-- WHAT THIS TASK INVOLVES --
Whichever lines of the entries hold the word "linalg" should be identified and copied.

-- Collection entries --
Issue #1157, opened 2023-05-22
[Bug]: Continuous Benchmarking might measure wrong times 


mrfh92:
### What happened?

I had a look into the continuous benchmarking scripts and found that some benchmarks are defined as follows: 
```
@monitor()
def matmul_cpu_split_0(n: int = 3000):
    a = ht.random.random((n, n), split=0, device="cpu")
    b = ht.random.random((n, n), split=0, device="cpu")
    a @ b
```
Therefore, the times for creating the test data are measured together with the time of the actual function to be benchmarked. 
I suggest to create the data always separately and to measure only the time of the actual function. 

### Version

1.2.x

### Python version

None

### PyTorch version

None

PR #1158, opened 2023-05-22
Continuous benchmarks for linalg: try to separate data creation from the actual tests

mrfh92:
I tried to separate the creation of test data from the actual tests in the `linalg`-file of continuous benchmarking 
(see also #1157 )

For `reshape` I have no idea how to proceed so far...

### DIFF
--- a/benchmarks/cb/linalg.py
+++ b/benchmarks/cb/linalg.py
@@ -4,35 +4,52 @@ from perun.decorator import monitor
 
 
 @monitor()
-def matmul_cpu_split_0(n: int = 3000):
-    a = ht.random.random((n, n), split=0, device="cpu")
-    b = ht.random.random((n, n), split=0, device="cpu")
+def matmul_cpu_split_0(a, b):
     a @ b
 
 
 @monitor()
-def matmul_cpu_split_1(n: int = 3000):
-    a = ht.random.random((n, n), split=1, device="cpu")
-    b = ht.random.random((n, n), split=1, device="cpu")
+def matmul_cpu_split_1(a, b):
     a @ b
 
 
 @monitor()
-def qr_cpu(n: int = 2000):
+def qr_cpu_split_0(a):
     for t in range(1, 3):
-        for sp in range(2):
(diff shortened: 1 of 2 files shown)


ClaudiaComito:
@mrfh92 I modified the reshape benchmark, do you think this works?

mrfh92:
@ClaudiaComito I guess that this will work, however I am not sure whether we want to go the way to perform tests with several different shapes at once since in this case we cant know in the end which shape/size/split etc. contributes the most, both w.r.t. time (and possibly lateron memory as well). 

So Im not sure whether we should rather restrict timings always to a single case, i.e. one split and one shape instead of taking times together of a bunch of configurations.

ClaudiaComito:
> @ClaudiaComito I guess that this will work, however I am not sure whether we want to go the way to perform tests with several different shapes at once since in this case we cant know in the end which shape/size/split etc. contributes the most, both w.r.t. time (and possibly lateron memory as well).
> 
> So Im not sure whether we should rather restrict timings always to a single case, i.e. one split and one shape instead of taking times together of a bunch of configurations.

You're right @mrfh92 . I'll not work on this for the next couple days. Let me know if you need me to do something.

mrfh92:
@ClaudiaComito @JuanPedroGHM I think we should discuss this in the next project meeting, more precisely we should address the following question: how to choose a (hopefully) small set of illustrative and representative benchmark examples?

mrfh92:
May be worth waiting for this until #1151 is finished and what kind of benchmarks we can run on the new runners

mrfh92:
Actually, this issue is a bit more complicated: since we are sometimes working with randomly generated test data it might be useful to sample new test data for each measurement (if the runtime of a function depends on the actual data) ...

mrfh92:
Actually, after having migrated the benchmark runs to gitlab I would suggest to use larger test data anyway (e.g. MNIST) ... so probably we should address recreating benchmarks then

mrfh92:
I have just seen that this problem does not appear anymore in the current (main) version of the continuous benchmarks.

PR #923, opened 2021-09-08
chore: configure Go 1.17 in Kokoro

enocom:


kurtisvg (approved):

kurtisvg:
Do we want to target go 1.17 for this? Or should we test all "supported" go versions

PR #953, opened 2021-09-29
fix: replace library for FUSE support

### LINKED ISSUE #937: FUSE fails to mount on macOS Big Sur (Apple Silicon and x86)
The proxy fails to start on macOS Big Sur when using the `--fuse` flag. Full details below:

```
# Apple Silicon Mac                                                                                                                                            
# macOS 11.5.2                                                                                                                                                 
                                                                                                                                                               
% ./cloud_sql_proxy -fuse -dir /tmp/cloudsql                                                                                                                   
2021/09/16 13:41:30 Rlimits for file descriptors set to {Current = 8500, Max = 9223372036854775807}                                                            
2021/09/16 13:41:31 Mounting /tmp/cloudsql...                                                                                                                  
2021/09/16 13:41:32 Generated RSA key in 102.874334ms                                                                                                          
kext load failed: -603947007                                                                                                                                   
2021/09/16 13:41:33 WARNING: Mount failed - attempting to unmount dir to resolve..., dir=/tmp/cloudsql                                                         
2021/09/16 13:41:33 Unmount failed: unmount /tmp/cloudsql: no such file or directory                                                                           
kext load failed: -603947007                                                                                                                                   
2021/09/16 13:41:33 Could not start fuse directory at "/tmp/cloudsql": cannot mount "/tmp/cloudsql": exit status 255                                           
                                                                                                                                                               
% ./cloud_sql_proxy -version                                                                                                                                   
Cloud SQL Auth proxy: 1.25.0+darwin.arm64                                                                                                                      
                                                                                                                                                               
% brew info osxfuse                                                                                                                                            
osxfuse: 3.11.2                                                                                                                                                
https://osxfuse.github.io/                                                                                                                                     
/opt/homebrew/Caskroom/osxfuse/3.11.2 (26 files, 6.9MB)                                                                                                        
From: https://github.com/Homebrew/homebrew-cask/blob/HEAD/Casks/osxfuse.rb  
```

```
# x86_64 Mac                                                                                                                                                   
# macOS 11.5.1                                                                                                                                                 
                                                                                                                                                               
% ./cloud_sql_proxy -fuse -dir /tmp/cloudsql                                                                                                                   
2021/09/16 14:00:32 Rlimits for file descriptors set to {Current = 8500, Max = 9223372036854775807}                                                            
2021/09/16 14:00:33 Mounting /tmp/cloudsql...                                                                                                                  
2021/09/16 14:00:33 Generated RSA key in 110.094138ms                                                                                                          
2021/09/16 14:00:37 WARNING: Mount failed - attempting to unmount dir to resolve..., dir=/tmp/cloudsql                                                         
2021/09/16 14:00:37 Unmount failed: unmount /tmp/cloudsql: operation not permitted                                                                             
2021/09/16 14:00:40 Could not start fuse directory at "/tmp/cloudsql": cannot mount "/tmp/cloudsql": exit status 1                                             
                                                                                                                                                               
% ./cloud_sql_proxy -version                                                                                                                                   
Cloud SQL Auth proxy: 1.25.0+darwin.amd64                                                                                                                      
                                                                                                                                                               
% brew info osxfuse                                                                                                                                            
osxfuse: 3.11.2                                                                                                                                                
https://osxfuse.github.io/                                                                                                                                     
/usr/local/Caskroom/osxfuse/3.11.2 (26 files, 6.9MB)                        
```

Currently, the proxy uses [bazil.org/fuse](https://github.com/bazil/fuse), which [removed support for macOS](https://github.com/bazil/fuse/commit/60eaf8f021ce00e5c52529cdcba1067e13c1c2c2). Instead, we might try replacing the FUSE internals with https://github.com/hanwen/go-fuse.

enocom:
This commit refactors the internals of proxy/fuse to use
github.com/hanwen/go-fuse/v2 instead of bazil.org/fuse, partly in
pursuit of better macOS support.

Fixes #937.


enocom:
I tested this manually on macOS Big Sur (Apple M1 & x86) and confirmed it worked in both cases. 

The FUSE mount will fail to create a Unix socket if the path exceeds the system limit (see https://github.com/golang/go/issues/6895) and the resulting error isn't very friendly (`bind: invalid argument`), but I'll fix that on a PR after this one.

Also, the Kokoro build for Go 1.16 on mac is stalled, because the installation of osxfuse requires a restart. We'll have to figure out how to work with that problem in a future change, too.

enocom:
As a side note, installing macfuse on M1 machines is quite an undertaking. After using `brew install macfuse`, I had to restart into recovery mode, [allow kernel extensions](https://helpdesk.egnyte.com/hc/en-us/articles/360055258492-Desktop-App-M1-silicon-support), restart again, and only then would the proxy start in fuse mode.

proxy/fuse/fuse.go
```diff
@@ -93,98 +80,94 @@ func NewConnSrc(mountdir, tmpdir string, client *proxy.Client, connset *proxy.Co
...
 	if ch := r.dst; ch != nil {
-		ch <- proxy.Conn{instance, c}
+		ch <- proxy.Conn{Instance: instance, Conn: c}
 	} else {
 		logging.Errorf("Ignored new conn request to %q: system has been closed", instance)
 	}
 	r.RUnlock()
 }
 
-func (r *fsRoot) Forget() {
```
kurtisvg, line 180: Just to confirm - fsRoot isn't exported, so this shouldn't be a breaking change?

proxy/fuse/fuse.go
```diff
@@ -332,56 +307,76 @@ func (r *fsRoot) listenerLifecycle(l net.Listener, instance, path string) {
...
-func (r *fsRoot) ReadDirAll(context.Context) ([]fuse.Dirent, error) {
-	ret := []fuse.Dirent{
-		{Name: "README", Type: fuse.DT_File},
+// Readdir implements fs.NodeReaddirer and returns a list of files for each
+// instance to which the proxy is actively connected. In addition, the list
+// includes a README.
+func (r *fsRoot) Readdir(ctx context.Context) (fs.DirStream, syscall.Errno) {
+	activeConns := r.connset.IDs()
+	entries := []fuse.DirEntry{
+		{Name: "README", Mode: 0777 | fuse.S_IFREG},
```
kurtisvg, line 316: Does `0777` imply right on the file? Should it be read only?

proxy/fuse/fuse.go
```diff
@@ -332,56 +307,76 @@ func (r *fsRoot) listenerLifecycle(l net.Listener, instance, path string) {
...
+	return ds, fs.OK
 }
 
-// readme implements the REAME file found in the mounted folder. It is a
-// static read-only text file.
-type readme struct{}
+// readme represents a static read-only text file.
+type readme struct {
+	fs.Inode
+}
```
kurtisvg, line 331: Can you explain why we are using `fs.Inode` here instead of in the interface below? (it doesn't look like any of the functions actually use `readme` so I'm curious we we're using a pointer).

kurtisvg (changes requested):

-- ANSWER SPACE --
Continuous benchmarks for linalg: try to separate data creation from the actual tests
I tried to separate the creation of test data from the actual tests in the `linalg`-file of continuous benchmarking 
--- a/benchmarks/cb/linalg.py
+++ b/benchmarks/cb/linalg.py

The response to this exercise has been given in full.